La teoría del comisario Darío Caraballo es que sólo la lluvia calma esta guerra, que en 2008 dejó un parte de más de 1.900 asesinatos por violencia común y ha convertido a la capital de Venezuela en la segunda ciudad más peligrosa del mundo, después de Ciudad Juárez y por delante de Bagdad, según un estudio de la ONG mexicana Consejo Ciudadano para la Seguridad Pública. Caraballo es uno de los encargados de coordinar el trabajo de los 140 policías municipales que cada noche patrullan el barrio de Petare: una sucesión de infraviviendas de ladrillo rojo que cubren por completo los montes del este de Caracas, que se comunican por unas pocas calles y un complicado laberinto de escaleras, y donde viven unos dos millones de personas. A falta de hombres, armas apropiadas y mejores sueldos, la policía no puede más que encomendarse al clima. "Ni a los malandros [delincuentes juveniles] les gusta mojarse, así que cuando llueve suele haber menos homicidios", reconoce el jefe policial.
Pero nunca llueve lo suficiente. Sólo en un fin semana, el último de septiembre, 34 personas fueron asesinadas en Caracas.

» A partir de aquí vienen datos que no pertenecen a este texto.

PR #3568, opened 2023-06-09
Implement the Organization API Key support for the new Directory Connector v2022

BlackDex:
I previously started a branch to implement the API Key support for Organizations.
Later @Kurnihil used that branch to further implement this and created a PR #2907, which hasn't been touched for a while now.

I refreshed this by rebasing and merging and updateing the work already done by @Kurnihil and tested this using a very small set of users and groups via an OpenLDAP server. I do not have access to an Microsoft AD or Azure AD environment which I can use for testing, so that is not taken into account here.

Closes #2907

Co-authored-by: Daniele Andrei <daniele.andrei@geo-satis.com>
Co-authored-by: Kurnihil

### DIFF
--- a/migrations/mysql/2022-07-21-200424_create_organization_api_key/up.sql
+++ b/migrations/mysql/2022-07-21-200424_create_organization_api_key/up.sql
@@ -1,0 +1,8 @@
+CREATE TABLE organization_api_key (
+	uuid			CHAR(36) NOT NULL,
+	org_uuid		CHAR(36) NOT NULL REFERENCES organizations(uuid),
+	atype			INTEGER NOT NULL,
+	api_key			VARCHAR(255) NOT NULL,
+	revision_date	DATETIME NOT NULL,
+	PRIMARY KEY(uuid, org_uuid)
+);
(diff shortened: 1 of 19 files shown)


dani-garcia (approved):

deajan:
@BlackDex Does that mean we get to use official Directory Connector with all it's functions (ie disabling/deleting users) ?

BlackDex:
> @BlackDex Does that mean we get to use official Directory Connector with all it's functions (ie disabling/deleting users) ?

As mentioned, i do not have access to an AzureAD/Microsoft AD environment, so I'm not able to test disabled users, as that is not a feature which ldap supports the way it's implemented in the Directory Connector.

But it does remove users from the org which are not in the ldap environment anymore.

deajan:
Then I guess I'll have to honor my pledge at the next release ;)
Do you guys provide any "donation" papers ?

BlackDex:
> Then I guess I'll have to honor my pledge at the next release ;) Do you guys provide any "donation" papers ?

Only the ones on our personal pages i guess.
https://github.com/sponsors/BlackDex and https://github.com/sponsors/dani-garcia

There is no project wide donation.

Cuatro de ellas murieron la noche del viernes en Petare. El primer cuerpo tiroteado que ingresó en uno de los dos hospitales del barrio fue el de Jefferson Michael Ibarra Marrero.

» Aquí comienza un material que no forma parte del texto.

PR #7085, opened 2026-04-12
Fix MFA Remember

BlackDex:
Fix MFA Remember
And update some crates to the latest version.


dfunkt:
You also included changes from `Cargo.lock` in your commit, was that intended?

BlackDex:
> You also included changes from `Cargo.lock` in your commit, was that intended?

Yes, i thought, while at it, I can probably just update them too.

dani-garcia (approved):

"Déjamelo quieto, que él se va a dormir". Cuenta su madre que eso le dijo al asesino, antes de que descargara el cargador de una pistola sobre su hijo. Ella lo presenció todo. Jefferson y el joven de la pistola habían bebido demasiada cerveza. Por un motivo que nadie recuerda, discutieron y se liaron a golpes. Luego Jefferson se fue a su casa. Media hora después, su compañero de juerga entró a su habitación. Disparó sobre él y corrió cerro arriba hasta perderse en el laberinto de escaleras. Los policías de Caraballo llegaron minutos después y ya no lograron alcanzarlo.

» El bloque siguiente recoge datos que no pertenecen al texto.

PR #7108, opened 2026-04-17
Update Rust, Crates, GHA and fix a DNS issue

BlackDex:
- Updated Rust to v1.95.0
- Updated all the crates
- Update GitHub Actions

With the crate updates, hickory-resolver was updated which needed some changes. During testing I found a bug with the fallback resolving from Tokio. The resolver doesn't work if it receives only a `&str`, it needs a `port` too. This fixed the resolving if Hickory failed to load.

Also, Hickory switched the resolving to prefer IPv6. While this is nice, it could break or slowdown resolving for IPv4 only environments. Since we already have a flag to prefer IPv6, we check if this is set, else resolve IPv4 first and IPv6 afterwards.

Also, we returned just 1 IpAddr record, and ignored the rest. This could mean, a failed attempt to connect if the first IP endpoint has issues. Same if the first records is IPv6 but the server doesn't support this, it never tried a possible returned IPv4 address.

We now return a full list of the resolved records unless one of the records matched a filtered address, than the whole resolving is ignored as was previously the case.


src/http_client.rs
```diff
@@ -184,12 +184,15 @@ impl CustomDnsResolver {
...
-                    builder.options_mut().ip_strategy = hickory_resolver::config::LookupIpStrategy::Ipv6thenIpv4;
+                // Hickory's default since v0.26 is `Ipv6AndIpv4`, which sorts IPv6 first
+                // This might cause issues on IPv4 only systems or containers
+                // Unless someone enabled DNS_PREFER_IPV6, use Ipv4AndIpv6, which returns IPv4 first which was our previous default
+                if !CONFIG.dns_prefer_ipv6() {
+                    builder.options_mut().ip_strategy = hickory_resolver::config::LookupIpStrategy::Ipv4AndIpv6;
                 }
-                let resolver = builder.build();
+                let resolver = builder.build().expect("Building Hickory resolver failed");
                 Arc::new(Self::Hickory(Arc::new(resolver)))
```
dani-garcia: Can this fail? Should we instead do something like:
```rust

match builder.build() {
    Ok(resolver) => Arc::new(Self::Hickory(Arc::new(resolver))),
    Err(e) => {
        warn!("Error building Hickory resolver, falling back to default: {e:?}");
        Arc::new(Self::Default())
    }
}
```

src/http_client.rs
```diff
@@ -200,19 +203,19 @@ impl CustomDnsResolver {
...
-            Self::Default() => tokio::net::lookup_host(name).await?.next(),
-            Self::Hickory(r) => r.lookup_ip(name).await?.iter().next().map(|a| SocketAddr::new(a, 0)),
+        let results: Vec<SocketAddr> = match self {
+            Self::Default() => tokio::net::lookup_host((name, 0)).await?.collect(),
+            Self::Hickory(r) => r.lookup_ip(name).await?.iter().map(|i| SocketAddr::new(i, 0)).collect(),
         };
 
-        if let Some(addr) = &result {
+        for addr in &results {
             post_resolve(name, addr.ip())?;
```
dani-garcia, line 212: This will error if any of the addresses are non-global, should we instead just filter them out?

something like `results.iter().filter_map(|a| post_resolve(name, addr.ip()).ok()).collect()`

src/http_client.rs
BlackDex: Hmm, that might be a better option indeed.
It might, as they changed it to Result for a reason i guess.

src/http_client.rs
BlackDex: I did that at first. But if a DNS has one record which points to something not wanted, it probably isn't a nice record anyway. Though maybe someone has two addresses one public and another remote, but that is generally bad practice.

That is why i opted for ignoring the whole resolving.

dani-garcia: Yeah that's fair, we can leave this as is for now then

src/http_client.rs
BlackDex: I have changed it to use chaining logic. This way only one `Self::Default()` part is needed instead of defining it twice.

dani-garcia (approved):

mrmelon54:
I have implied from the discussions about IPv4/IPv6 that the implementation doesn't use [Happy Eyeballs](https://en.wikipedia.org/wiki/Happy_Eyeballs). Would it not make more sense to try all addresses in a parallel but partially-staggered order to speed up all connections.

BlackDex:
@mrmelon54 Happy Eyeballs is used, but even then, the first IP address in the list is still the first item tested as far as i have seen. `Ipv4AndIpv6` is also the default used by Reqwest, and `Ipv6AndIpv4` is the default of Hickory.
Since we override the resolver of Reqwest, we needed to use the same defaults, Reqwest will handle the rest.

Jefferson ya estaba muerto cuando su primo y su hermano lo sacaron del coche patrulla que lo había llevado al hospital. Pidieron a gritos una camilla, pero no había ninguna disponible en la sala de emergencias.
La morgue del hospital no es más que una habitación con aire acondicionado. Las cámaras refrigeradas están averiadas desde hace más de 20 años. La sala de autopsias no funciona desde hace cinco, y ahora es un depósito de los ataúdes que el Estado dona a los indigentes fallecidos.
Cada cadáver permanece allí al menos 24 horas, o hasta que la única furgoneta que los traslada desde los hospitales hasta la morgue central de la ciudad esté disponible. Luego pasan otras 24 horas en la morgue central, o hasta que uno de los forenses de la policía -que practican hasta 37 autopsias un fin de semana cualquiera- certifique la causa del deceso. Para hacer más amena la espera de los deudos, el Ministerio de Interior y Justicia ha colocado un televisor de plasma en las afueras de la morgue central, que reproduce una y otra vez las alabanzas a Dios en vídeo del cantante evangélico Danny Berríos.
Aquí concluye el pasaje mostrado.